Martin Duwell in Australian Poetry Review has noted "a genuine fascination with the word, its sound, almost its taste in the mouth [and] that fascination continually alters the path of what might be, otherwise, predictable poems. The first poem in [First Names], 'Mushrooms' … demonstrates this theme of the tactility of language."

Reviewing the 2019 Carol and Ahoy, Duwell is puzzled why West should abandon the intense lyricism of his first three books for an “utterly different” mode of “post-Romantic ambulatory meditation”. Still, "really good poets" must be left to follow their own imperatives.

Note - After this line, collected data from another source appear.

PR #3764, opened 2023-03-24
refactor dialog

fufesou:
Mainly move dialogs from `mobile` path to `common` path.

### DIFF
--- a/flutter/lib/common/widgets/dialog.dart
+++ b/flutter/lib/common/widgets/dialog.dart
@@ -517,9 +517,12 @@ _connectDialog(
         mainAxisAlignment: MainAxisAlignment.center,
         children: [
           Icon(Icons.password_rounded, color: MyTheme.accent),
-          Text(translate(usernameController == null
-                  ? 'Password Required'
-                  : 'Login Required'))
+          (usernameController == null
+                  ? Text(translate('Password Required'))
+                  : Tooltip(
+                      message: translate('login_linux_tooltip_tip'),
+                      child: Text(translate('login_linux_tip')),
+                    ))
               .paddingOnly(left: 10),
         ],
       ),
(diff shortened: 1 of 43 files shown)


rustdesk:
@grummbeer do you have any idea about this dialog design which is login to headless linux? Different from normal login, remote linux user/password is required for headless linux. I still think current dialog does explain clearly, the users can be confused by the additonal user name and password.

grummbeer:
https://github.com/rustdesk/rustdesk/blob/9ec0b4be56f04eb315ae1e8ada398a3e7eb49acb/flutter/lib/common/widgets/dialog.dart#L544


both sides are the same

rustdesk:
> https://github.com/rustdesk/rustdesk/blob/9ec0b4be56f04eb315ae1e8ada398a3e7eb49acb/flutter/lib/common/widgets/dialog.dart#L544
> 
> both sides are the same

@fufesou

rustdesk:
> On the first glace, the message from toolip could placed directly obove the system login to avoid question marks.

Yes, @fufesou place on the. dialog directly with small font compared with title, and change title to original one (before this PR). You even do not put a big question mark there, no guys know moving mouse there to show a tooltip.

rustdesk:
and this seperate is not eye-catching enough, when I say put a seperator there, you should have some thinking also, not just for finishing an assigned job.

image

grummbeer:
According to material https://m3.material.io/components/dialogs/guidelines#fb75c64c-81c1-45ea-b97b-eb0bcb4c5dc9

The headline should smaller and a kind of heading/description goes to both sections. Section 1. Login to system, section 2. Login to rustdesk.

rustdesk:
> Section 1. Login to system, section 2. Login to rustdesk.

Yes, @fufesou

rustdesk:
Seperator line can be remove if so, I think.

grummbeer:
> Seperator line can be remove if so, I think.

yes separation made by heading.

grummbeer:
sorry if this is a stupid question but …

https://github.com/rustdesk/rustdesk/blob/12a5a7cf8c277dabe02b197c227cf7c51e814ba1/flutter/lib/common/widgets/dialog.dart#L499-L509

`final username` and `final password` not used due commented out in login() arguments.

1. What happen with them on submit?

2. Can you clarify the situation with a comment? or similar
   It is irritating when stumple upon such situations because it is not clear what is intended. Just a forgotten test? Something unfinished? Wanted as hint for later work? Can it be saftly removed? Or going the save way and leaveing it untouched to prevent the author from being pissed?

fufesou:
> `final username` and `final password` not used due commented out in login() arguments.

They should be sent to the controlled side. These variables are keet here for the near future work.

grummbeer:
Thank you for the clarification!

The reply to Duwell's puzzlement is given in the essays collected in West's 2019 Dear Muses?
For a long time … I felt that poetry was primarily, almost exclusively, a question of words, and that reality was as fragile as the language we use to describe it. I have come to believe this is a limiting notion. … The task of the poet is to scrutinise the actual world. … Poetry is animated by this sense of encounter.

Paul Kane writes that
words, in Simon West’s poems, are so lovingly proffered in all their materiality that we rejoice in the further revelations of meaning and import. All poetry is local, and West situates us in locales that are rich in resonance—whether Australia or Italy or some region of the mind where we become part of a wider world.

==Publications==

===Poetry===
- West, Simon (2006). "First Names"
- West, Simon (2011). "The Yellow Gum's Conversion"
- West, Simon (2015). "The Ladder"
- West, Simon (2018). "Carol and Ahoy"
- West, Simon (2023). "Prickly Moses: poems"

===Prose===
- West, Simon (2019). "Dear Muses? : Essays in Poetry"

===Anthologies===
- "Thirty Australian poets" (2011)
- "Young Poets: An Australian Anthology" (2011)
- "Contemporary Australian Poetry" (2016)

===Translations===
- West, Simon (2009). "The Selected Poetry of Guido Cavalcanti : a Critical English Edition"

===Occasional publications===
- West, Simon. "To translate or not to translate? The salutary lesson of Dante’s ‘Divine Comedy’"
- West, Simon (2019). "There Was Never Any Gift Outright: interview with Roberta Trapè"

==Video==
Simon West reads in the Keats–Shelley House, Rome, 21 July 2012.